■ **Exercise brief**:
When the string "text" is part of a line below, that line should be copied.

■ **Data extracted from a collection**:
....................

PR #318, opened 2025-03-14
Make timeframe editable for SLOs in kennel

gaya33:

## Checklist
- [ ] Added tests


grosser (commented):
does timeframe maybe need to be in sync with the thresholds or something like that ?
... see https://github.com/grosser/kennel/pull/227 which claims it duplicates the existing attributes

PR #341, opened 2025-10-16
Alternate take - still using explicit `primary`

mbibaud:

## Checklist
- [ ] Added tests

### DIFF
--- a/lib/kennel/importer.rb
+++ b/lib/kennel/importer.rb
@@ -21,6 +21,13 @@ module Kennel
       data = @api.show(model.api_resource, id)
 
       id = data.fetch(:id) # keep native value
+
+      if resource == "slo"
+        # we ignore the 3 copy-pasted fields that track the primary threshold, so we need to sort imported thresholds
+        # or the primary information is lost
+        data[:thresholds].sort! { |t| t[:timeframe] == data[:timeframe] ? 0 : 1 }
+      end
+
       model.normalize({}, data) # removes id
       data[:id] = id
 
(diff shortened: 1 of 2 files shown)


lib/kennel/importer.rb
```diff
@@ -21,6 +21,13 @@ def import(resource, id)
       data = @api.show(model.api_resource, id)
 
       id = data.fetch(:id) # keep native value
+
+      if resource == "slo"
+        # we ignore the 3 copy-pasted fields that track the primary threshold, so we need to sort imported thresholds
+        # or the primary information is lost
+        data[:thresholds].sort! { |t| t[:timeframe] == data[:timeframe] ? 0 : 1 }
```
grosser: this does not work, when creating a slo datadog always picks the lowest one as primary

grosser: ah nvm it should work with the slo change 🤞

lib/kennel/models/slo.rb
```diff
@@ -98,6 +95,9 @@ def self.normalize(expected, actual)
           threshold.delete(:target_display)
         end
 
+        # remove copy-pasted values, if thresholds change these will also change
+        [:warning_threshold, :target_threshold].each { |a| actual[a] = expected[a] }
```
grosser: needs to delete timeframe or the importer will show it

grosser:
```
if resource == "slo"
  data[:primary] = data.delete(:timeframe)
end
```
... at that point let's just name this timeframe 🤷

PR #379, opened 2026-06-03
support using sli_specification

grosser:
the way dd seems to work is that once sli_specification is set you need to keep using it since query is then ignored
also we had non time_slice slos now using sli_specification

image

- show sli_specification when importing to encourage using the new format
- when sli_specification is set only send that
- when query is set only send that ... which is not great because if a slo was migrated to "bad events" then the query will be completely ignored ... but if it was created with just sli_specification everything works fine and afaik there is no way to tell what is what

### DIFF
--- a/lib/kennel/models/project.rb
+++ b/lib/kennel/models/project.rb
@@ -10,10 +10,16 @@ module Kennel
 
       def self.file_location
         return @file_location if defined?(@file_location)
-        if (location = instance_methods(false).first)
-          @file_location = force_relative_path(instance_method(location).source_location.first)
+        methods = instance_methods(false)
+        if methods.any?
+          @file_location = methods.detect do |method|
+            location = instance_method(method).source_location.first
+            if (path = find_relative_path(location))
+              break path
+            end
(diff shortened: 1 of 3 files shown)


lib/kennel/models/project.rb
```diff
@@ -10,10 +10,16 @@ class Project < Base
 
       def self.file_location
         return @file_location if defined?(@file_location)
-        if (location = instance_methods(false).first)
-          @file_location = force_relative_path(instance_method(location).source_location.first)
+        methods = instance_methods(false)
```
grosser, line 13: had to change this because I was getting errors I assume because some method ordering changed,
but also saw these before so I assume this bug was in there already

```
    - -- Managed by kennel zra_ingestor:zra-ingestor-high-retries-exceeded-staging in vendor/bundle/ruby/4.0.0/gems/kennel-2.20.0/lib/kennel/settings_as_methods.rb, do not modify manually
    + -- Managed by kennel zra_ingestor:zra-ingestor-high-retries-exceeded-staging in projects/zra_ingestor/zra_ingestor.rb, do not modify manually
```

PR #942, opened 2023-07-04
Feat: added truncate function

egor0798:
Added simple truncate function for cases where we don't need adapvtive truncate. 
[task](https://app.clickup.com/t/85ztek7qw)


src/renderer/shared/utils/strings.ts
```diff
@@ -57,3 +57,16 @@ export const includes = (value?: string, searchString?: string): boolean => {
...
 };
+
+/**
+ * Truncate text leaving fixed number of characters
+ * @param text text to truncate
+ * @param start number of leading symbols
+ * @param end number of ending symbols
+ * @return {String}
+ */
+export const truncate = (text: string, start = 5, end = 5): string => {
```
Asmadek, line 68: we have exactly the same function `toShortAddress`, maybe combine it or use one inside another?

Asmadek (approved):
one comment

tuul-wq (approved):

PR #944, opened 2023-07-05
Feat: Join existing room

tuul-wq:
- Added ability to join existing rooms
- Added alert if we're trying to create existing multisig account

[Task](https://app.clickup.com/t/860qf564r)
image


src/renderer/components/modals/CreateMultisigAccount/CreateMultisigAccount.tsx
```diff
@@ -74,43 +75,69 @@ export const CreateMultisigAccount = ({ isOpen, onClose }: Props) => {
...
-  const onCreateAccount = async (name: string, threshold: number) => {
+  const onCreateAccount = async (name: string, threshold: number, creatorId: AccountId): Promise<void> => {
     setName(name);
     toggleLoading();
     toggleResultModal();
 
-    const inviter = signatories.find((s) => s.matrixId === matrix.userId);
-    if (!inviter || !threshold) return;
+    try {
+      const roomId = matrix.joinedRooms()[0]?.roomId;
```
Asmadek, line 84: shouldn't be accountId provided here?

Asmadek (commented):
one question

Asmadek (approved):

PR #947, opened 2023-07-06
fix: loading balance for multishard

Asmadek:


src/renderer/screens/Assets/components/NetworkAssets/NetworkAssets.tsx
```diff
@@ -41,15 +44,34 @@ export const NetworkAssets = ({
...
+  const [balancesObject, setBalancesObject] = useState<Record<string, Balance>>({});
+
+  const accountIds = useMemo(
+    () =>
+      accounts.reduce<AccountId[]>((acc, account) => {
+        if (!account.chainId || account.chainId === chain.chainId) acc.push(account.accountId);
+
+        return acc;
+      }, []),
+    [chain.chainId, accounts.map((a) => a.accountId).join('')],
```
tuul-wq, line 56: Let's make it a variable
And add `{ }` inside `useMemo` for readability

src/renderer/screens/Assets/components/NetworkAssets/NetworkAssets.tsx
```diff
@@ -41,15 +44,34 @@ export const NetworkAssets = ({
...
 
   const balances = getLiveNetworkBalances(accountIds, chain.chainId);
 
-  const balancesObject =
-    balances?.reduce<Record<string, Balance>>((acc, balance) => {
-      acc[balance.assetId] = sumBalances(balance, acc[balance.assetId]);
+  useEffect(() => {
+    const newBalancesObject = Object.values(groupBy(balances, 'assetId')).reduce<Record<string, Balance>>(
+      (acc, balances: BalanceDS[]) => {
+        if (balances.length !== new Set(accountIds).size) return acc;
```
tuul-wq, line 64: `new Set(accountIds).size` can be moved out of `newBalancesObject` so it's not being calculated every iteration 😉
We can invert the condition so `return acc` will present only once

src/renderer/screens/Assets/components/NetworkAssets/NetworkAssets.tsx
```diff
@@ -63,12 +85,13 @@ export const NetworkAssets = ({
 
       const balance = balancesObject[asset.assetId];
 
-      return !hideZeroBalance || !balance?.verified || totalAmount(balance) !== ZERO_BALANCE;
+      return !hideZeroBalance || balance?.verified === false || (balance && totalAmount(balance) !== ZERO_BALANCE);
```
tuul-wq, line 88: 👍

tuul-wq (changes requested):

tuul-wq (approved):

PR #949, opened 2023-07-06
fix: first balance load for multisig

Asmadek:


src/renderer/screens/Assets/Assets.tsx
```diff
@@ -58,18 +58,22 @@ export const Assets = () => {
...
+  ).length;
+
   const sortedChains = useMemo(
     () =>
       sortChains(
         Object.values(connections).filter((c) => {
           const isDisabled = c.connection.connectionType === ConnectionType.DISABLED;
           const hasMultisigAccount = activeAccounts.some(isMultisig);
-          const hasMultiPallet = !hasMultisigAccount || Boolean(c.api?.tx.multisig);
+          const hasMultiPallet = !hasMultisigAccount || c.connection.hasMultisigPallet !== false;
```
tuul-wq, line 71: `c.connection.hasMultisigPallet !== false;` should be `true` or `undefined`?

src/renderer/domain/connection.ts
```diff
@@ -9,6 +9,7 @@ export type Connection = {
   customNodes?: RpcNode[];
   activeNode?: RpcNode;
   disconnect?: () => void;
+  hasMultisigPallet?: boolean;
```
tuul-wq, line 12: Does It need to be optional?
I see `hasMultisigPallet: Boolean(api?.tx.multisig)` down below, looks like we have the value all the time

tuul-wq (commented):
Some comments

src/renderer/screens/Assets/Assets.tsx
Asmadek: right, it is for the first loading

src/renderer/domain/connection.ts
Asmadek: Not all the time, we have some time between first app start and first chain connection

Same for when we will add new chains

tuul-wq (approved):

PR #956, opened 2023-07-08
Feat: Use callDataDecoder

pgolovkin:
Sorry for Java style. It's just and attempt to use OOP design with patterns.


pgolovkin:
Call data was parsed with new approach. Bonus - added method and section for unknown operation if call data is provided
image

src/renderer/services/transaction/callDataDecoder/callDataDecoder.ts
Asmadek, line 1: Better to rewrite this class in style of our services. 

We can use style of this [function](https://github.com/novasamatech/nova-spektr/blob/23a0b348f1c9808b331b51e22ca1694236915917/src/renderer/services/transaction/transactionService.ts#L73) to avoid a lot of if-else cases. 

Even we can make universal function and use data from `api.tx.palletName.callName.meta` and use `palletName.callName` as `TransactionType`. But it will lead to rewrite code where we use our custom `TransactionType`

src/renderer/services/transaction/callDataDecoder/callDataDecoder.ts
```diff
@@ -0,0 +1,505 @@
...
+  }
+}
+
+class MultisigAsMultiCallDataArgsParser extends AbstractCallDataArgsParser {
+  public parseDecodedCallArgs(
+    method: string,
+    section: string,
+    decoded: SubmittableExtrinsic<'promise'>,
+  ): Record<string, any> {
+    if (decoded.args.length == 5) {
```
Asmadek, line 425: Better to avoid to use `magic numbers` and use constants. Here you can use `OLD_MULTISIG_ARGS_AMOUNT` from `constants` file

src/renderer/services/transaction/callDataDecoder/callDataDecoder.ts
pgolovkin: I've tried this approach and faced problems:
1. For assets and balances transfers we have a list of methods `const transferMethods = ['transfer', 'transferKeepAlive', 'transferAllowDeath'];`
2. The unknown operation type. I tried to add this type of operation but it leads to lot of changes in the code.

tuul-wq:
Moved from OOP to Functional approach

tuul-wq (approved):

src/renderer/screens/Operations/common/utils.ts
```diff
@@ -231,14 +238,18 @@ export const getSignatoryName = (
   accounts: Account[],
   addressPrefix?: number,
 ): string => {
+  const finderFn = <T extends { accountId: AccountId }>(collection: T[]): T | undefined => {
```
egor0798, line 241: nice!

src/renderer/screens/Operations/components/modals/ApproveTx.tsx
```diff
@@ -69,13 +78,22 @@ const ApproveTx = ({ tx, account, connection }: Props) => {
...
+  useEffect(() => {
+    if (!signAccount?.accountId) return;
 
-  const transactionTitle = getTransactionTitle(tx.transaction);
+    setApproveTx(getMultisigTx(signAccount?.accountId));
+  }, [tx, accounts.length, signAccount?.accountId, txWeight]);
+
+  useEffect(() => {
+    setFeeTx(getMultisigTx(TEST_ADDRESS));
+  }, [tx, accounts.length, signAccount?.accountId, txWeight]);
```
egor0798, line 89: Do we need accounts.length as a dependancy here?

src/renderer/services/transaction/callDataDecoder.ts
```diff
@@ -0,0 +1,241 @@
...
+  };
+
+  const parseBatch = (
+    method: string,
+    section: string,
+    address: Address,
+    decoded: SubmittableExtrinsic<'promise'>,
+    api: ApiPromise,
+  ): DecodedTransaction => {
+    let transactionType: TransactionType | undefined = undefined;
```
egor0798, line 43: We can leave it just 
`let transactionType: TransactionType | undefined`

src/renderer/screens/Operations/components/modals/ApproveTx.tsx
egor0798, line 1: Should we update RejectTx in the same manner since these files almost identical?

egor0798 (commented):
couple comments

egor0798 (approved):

....................

■ **Exercise answer**:
+ * Truncate text leaving fixed number of characters
+ * @param text text to truncate
+export const truncate = (text: string, start = 5, end = 5): string => {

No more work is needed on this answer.